Como é que a autonomia vai ajudar no desenvolvimento do meu filho?
Uma criança ao desenvolver a sua autonomia, torna-se uma criança segura de si mesma e das suas potencialidades, ajuda a criança a confiar no mundo que a rodeia e a sentir-se motivada para abraçar novos desafios ao longo da sua vida.
Como é que eu, pai/mãe, posso favorecer a autonomia dos meus filhos?
- Intervir apenas quando a criança pede ajuda, ou seja, deixar a criança encontrar por si mesma formas de resolver o problema. Caso não consiga podemos sempre perguntar “Queres que a mamã/papá ajude?”, assim estamos a transferir o poder de decisão para a criança.
- Permitir que o meio envolvente da criança seja adequado às suas possibilidades, ou seja permitir que a criança alcance o que precisa com os seus próprios meios.

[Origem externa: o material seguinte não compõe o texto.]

Issue #380, opened 2025-01-26
Facebook support


clemlatz:
**Is your feature request related to a problem? Please describe.**

I wiped out three Twitter/X accounts using Cyd and it works great. Now I'd like to the the same with my Facebook account.

**Describe the solution you'd like**

Deleting all my Facebook data without deleting my account.

**Describe alternatives you've considered**

Doing it by hand.

**Additional context**

N/A

redshiftzero:
Proposed implementation steps: 

- [ ] Get Facebook accounts that are populated with data on the Facebook profile wall at minimum (and ideally Pages, Groups, comments) - WIP
- [ ] Add Facebook as a new platform to Cyd
- [ ] Save all posts (including media) on Facebook profile wall via the Cyd web view
- [ ] Delete posts on Facebook profile wall via navigating to each item in the Cyd web view and clicking "Move to Trash"
- [ ] Also support data import from Meta's "Download Your Information" export tool

micahflee:
I'm working on "Add Facebook as a new platform to Cyd" which includes defining the schema for Facebook settings. What settings should Facebook have? Considering none of the devs are active Facebook users, I feel like this is where some user research could be helpful...

For example, every post in Facebook has reactions including: like, love, care, haha, wow, sad, and angry.

![Image](https://github.com/user-attachments/assets/d501ea8d-8237-4b38-ab56-d19b9f839d87)

When deleting posts or comments, we likely want options like with X to delete based on timestamp, and based on reactions. Do people care about the type of reaction (e.g. keep posts with at least 20 loves) or not (e.g. keep posts with at least 20 reacts in total)?

For X, for tweets, the options are:

- Delete my tweets
  - older than N days
  - unless they have at least N retweets
  - or at least N likes

For Facebook, we could do:

- Delete my posts
  - older than N days
  - unless that have at least N reactions

Is this what most people would want?

micahflee:
FYI I'm starting to look at the HTTP requests that Facebook makes to figure out where the profile info is given to the client, and it looks like much of it is directly in the HTML inside tags like `<script type="application/json" data-content-len="155225" data-sjs>`.

redshiftzero:
> Cyd could just look for folders that start with ${accountID} and ignore the name component, and just use that.

This and option 2 seems like the best approach to me. Though perhaps it should be `~/Documents/Cyd/${accountID} - ${name}/` with a hyphen or another delimiter to make it clear there are two components

PR #395, opened 2025-02-08
Support for Facebook platform

micahflee:
Towards #380.

This adds the skeletons of Facebook support, with a FacebookAccountController on the main process with IPC functions hooked up, and a FacebookView and FacebookViewModel on the renderer side.

I've also implements login. It loads `https://www.facebook.com/` and then detects if the user is logged in or not by the presence of a `c_user` cookie set in the browser. If the user is logged in, it then collects all of the `<script type="application/json">` blocks from the HTML body, parses them all, and then searches them to find the user's Facebook account ID, name, and profile picture URI.

Login supports 2FA, including with U2F security keys, though there is a workaround because the "press your security key" thing doesn't pop up, like with X. If you login and 2FA is enabled, it does quickly flash this screen and then immediately move on:

Screenshot 2025-02-14 at 12 53 40 PM

Basically, Cyd detects you're logged in as soon as the `c_user` cookie is set, and so at this point the user is already logged in and it moves on from the login state. Do we maybe want to click the "Trust this device" button though? If so, we'd have to figure out how -- like, after the cookie is set, we need to wait for the page to finish loading and detect if we're at this page and if so, click the button. That can be left for a future PR though.

I also added very simple support for feature flags. To launch Cyd with Facebook enabled:

```sh
export CYD_FEATURE_FACEBOOK=1
npm run start
```

There's a new IPC function `isFeatureEnabled(feature: string): boolean` that just checks if `CYD_FEATURE_{feature.toUpperCase()}` is set to 1 or not. The way I'm using it right now is just in the `AccountView.vue` view -- it checks for Facebook and Bluesky features, and if the feature flags are set, it displays boxes for selecting those two types of accounts when adding a new account.

So if you run Cyd like:

```sh
export CYD_FEATURE_FACEBOOK=1
export CYD_FEATURE_BLUESKY=1
npm run start
```

When you add a new account it looks like this:

Screenshot 2025-02-14 at 1 01 48 PM

This all the feature flag does right now. So this means that everything else, including the migration to add the new `facebookAccount` table, and registering all the Facebook IPC functions, etc., is still enabled. If you've already added a Facebook account and then run Cyd again with `CYD_FEATURE_FACEBOOK=0`, you can use your Facebook account like normal without a problem.

Does this seem fine to ship in prod? I think so, but maybe I'm not thinking of something. My idea is once we have a feature (like Facebook) ready enough to enable by default, we just remove the code in `AccountView.vue` that only shows the Facebook option if the Facebook feature is enabled, so instead it always shows.

This PR adds the following:

- [x] Adds Facebook account to account selection page, along with FacebookView, FacebookViewModel, FacebookAccountController, and initial IPC functions
- [x] Supports logging into a Facebook account, and fetching the account ID, display name, and profile image
- [x] Supports Yubikeys, with a [custom U2F page for Facebook](https://cyd.social/docs-u2f-facebook/)
- [x] Supports Facebook error reports to the server
- [x] Includes a Facebook feature flag, so we can merge this earlier


redshiftzero (approved):
Ran through the Facebook and X (to check for regressions) flows and all looks good!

- Evitar recompensar ou castigar a criança, uma vez que ao fazemo-lo estamos a desenvolver na criança o hábito de depender sempre da aprovação e reconhecimento do adulto. Então e o que devemos fazer? Devemos por exemplo dizer “Conseguiste!”, “Excelente trabalho!” ou seja valorizar a conquista da criança.
- Dar espaço à criança para explorar, estar presente para que se sinta segura, mas de forma discreta.
- Transmitir tranquilidade, estabilidade e regularidade nas rotinas do dia a dia.
- Dar limites. Os limites são essenciais para que a criança adquira de forma progressiva o controlo de si mesma, do seu corpo e das suas emoções.
Esperemos que este artigo lhe tenha sido útil. Agora vamos lá, mãos à obra e tente perceber quais as situações em que a sua intervenção é oportuna e efetivamente necessária e quais as situações em que não é pois está a impedir que o seu filho conquiste as coisas por si mesmo.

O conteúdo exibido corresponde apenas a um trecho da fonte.